Ma, in termini generali, come si delinea la responsabilità dell'amministratore? In tal senso, si ricorda che, secondo assodato principio civilistico, l'amministratore è tenuto ad adempiere al proprio compito con la diligenza richiesta dalla natura dell'incarico ricevuto. Questo concetto, unitamente agli obblighi di dotarsi di assetti organizzativi, portano a circoscrivere la discrezionalità tipica del ruolo dell'amministratore all'interno dei confini dell'adeguatezza. In tale ottica la presenza di adeguati assetti organizzativi non costituisce solo uno strumento per la gestione della crisi o per la sua precoce individuazione, è invece un tassello fondamentale per una corretta gestione di ogni aspetto dell'attività aziendale.

Nella sentenza n. 15470/2017, la prima sezione della Corte di Cassazione ha dato un'importante interpretazione giurisprudenziale in materia. Secondo il Giudice, all'amministratore di una società non può essere imputata la responsabilità ex art.2392 del Codice Civile per aver compiuto scelte inopportune dal punto di vista economico, in quanto il giudizio sulla diligenza dell'amministratore in merito all'adempimento del proprio mandato non può riguardare le scelte da esso operate nella gestione.
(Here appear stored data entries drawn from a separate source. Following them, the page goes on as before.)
PR #230, opened 2023-11-01
Update dependabot.yml

samuveth:
This comment no longer applies as we are updating way more than just snapshot.js


ChaituVR (approved):
utAck

PR #232, opened 2023-11-03
feat: Handle unflag space and proposal

ChaituVR:
More context https://discord.com/channels/955773041898573854/1031838696846131200/1169949574786453505
New unflag is added in https://github.com/snapshot-labs/laser/pull/23

Unflagging a space and proposal if something is marked as spam by mistake


src/api.ts
```diff
@@ -72,9 +72,11 @@ router.post('/flag', verifyAuth, async (req, res) => {
   const { type, value, action } = req.body;
 
   try {
-    await flagEntity({ type, value, action });
+    const resp = await flagEntity({ type, value, action });
+    if (!resp.affectedRows) throw new Error('no rows affected');
```
wa0x6e, line 76: Throwing here will make the endpoint return a 500 error. 

Is it really what we want, or should we just use `return res.json({ success: false });` instead, and keep a 200 error code ?

This will let caller distinguish between a genuine server error, from a data error (given ID does not exist)

ChaituVR:
```suggestion
```

wa0x6e (approved):
tAck

PR #234, opened 2023-11-04
fix: rename `_at` suffix from Space timestamp properties

wa0x6e:
Ref to https://github.com/snapshot-labs/snapshot-hub/pull/740

Rename the Space's `created_at` and `updated_at` properties to just `created` and `updated`, for consistency


ChaituVR (approved):
utAck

Ciò statuito, è però da considerare che nel giudizio sulla gestione operata dall'amministratore è possibile contestare la mancata adozione di cautele, verifiche e informazioni preventive che sono richieste dalle scelte da lui operate. Appare quindi chiaro che la valutazione dei rischi delle operazioni che intende porre in essere è un obbligo posto a suo carico dalla natura stessa del suo incarico.
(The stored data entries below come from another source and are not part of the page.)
PR #238, opened 2023-11-10
fix: prevent hibernated spaces from creating proposals

wa0x6e:
Related to pitch https://github.com/orgs/snapshot-labs/projects/12/views/7?pane=issue&itemId=43161232

Add a validation, and reject on proposal creation, when the space is hibernated

### DIFF
--- a/src/writer/proposal.ts
+++ b/src/writer/proposal.ts
@@ -64,6 +64,10 @@ export async function verify(body): Promise<any> {
     return Promise.reject('unknown space');
   }
 
+  if (space.hibernated) {
+    return Promise.reject('space hibernated');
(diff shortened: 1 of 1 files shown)


ChaituVR:
I feel like we should merge this only after having a way to un-hibernate (button on UI to retry as discussed) we may get many tickets

wa0x6e:
> I feel like we should merge this only after having a way to un-hibernate (button on UI to retry as discussed) we may get many tickets

Indeed, this is part 2 in the pitch implementation, and should be merged only when UI is also ready

ChaituVR (approved):
utAck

La presenza di un adeguato assetto organizzativo funzionante consente anche di tutelare l'impresa e chi l'amministra di fronte ai rischi della sottocapitalizzazione. Il Tribunale di Milano, con la recente sentenza 11105/2019 ha infatti fornito delle precise indicazioni in materia. Se da un lato è fatto obbligo all'amministratore di conservare l'integrità del patrimonio sociale, appare chiaro che nell'esercizio dell'attività d'impresa può accadere fisiologicamente che tale conservazione non sia più possibile. Pertanto, al fine di compiere una valutazione sulla responsabilità da attribuire all'amministratore circa la perdita dell'integrità patrimoniale, risulta necessario prendere in considerazione i criteri per la verifica ex ante della corretta gestione della società o dell'impresa. I giudici di merito del capoluogo lombardo hanno esplicitamente fatto riferimento all'art.2086 del Codice Civile per individuare la forza di legge assunta da tali criteri di verifica.

In conclusione, la presenza di assetti organizzativi adeguati consente la corretta gestione dell'azienda, l'individuazione di situazione di crisi, l'impiego delle dovute contromisure e, eventualmente, porta all'assunzione delle decisioni in ordine alla chiusura dell'attività.